» **WHAT THE TASK ASKS**
Look through the lines below; wherever the word "smac" appears, copy that line.

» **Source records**
######

PR #2570, opened 2021-09-23
removed redundant params in smac example

relffok:
Tiny documentation change in the smac planner README. Looks like those two parameters were overlooked when adding the Lattice Node example. The [docu example](https://navigation.ros.org/configuration/packages/configuring-smac-planner.html) does not hold the redundant params.


SteveMacenski (approved):

SteveMacenski:
Thanks!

######

» **EXERCISE SOLUTION**
removed redundant params in smac example
Tiny documentation change in the smac planner README. Looks like those two parameters were overlooked when adding the Lattice Node example. The [docu example](https://navigation.ros.org/configuration/packages/configuring-smac-planner.html) does not hold the redundant params.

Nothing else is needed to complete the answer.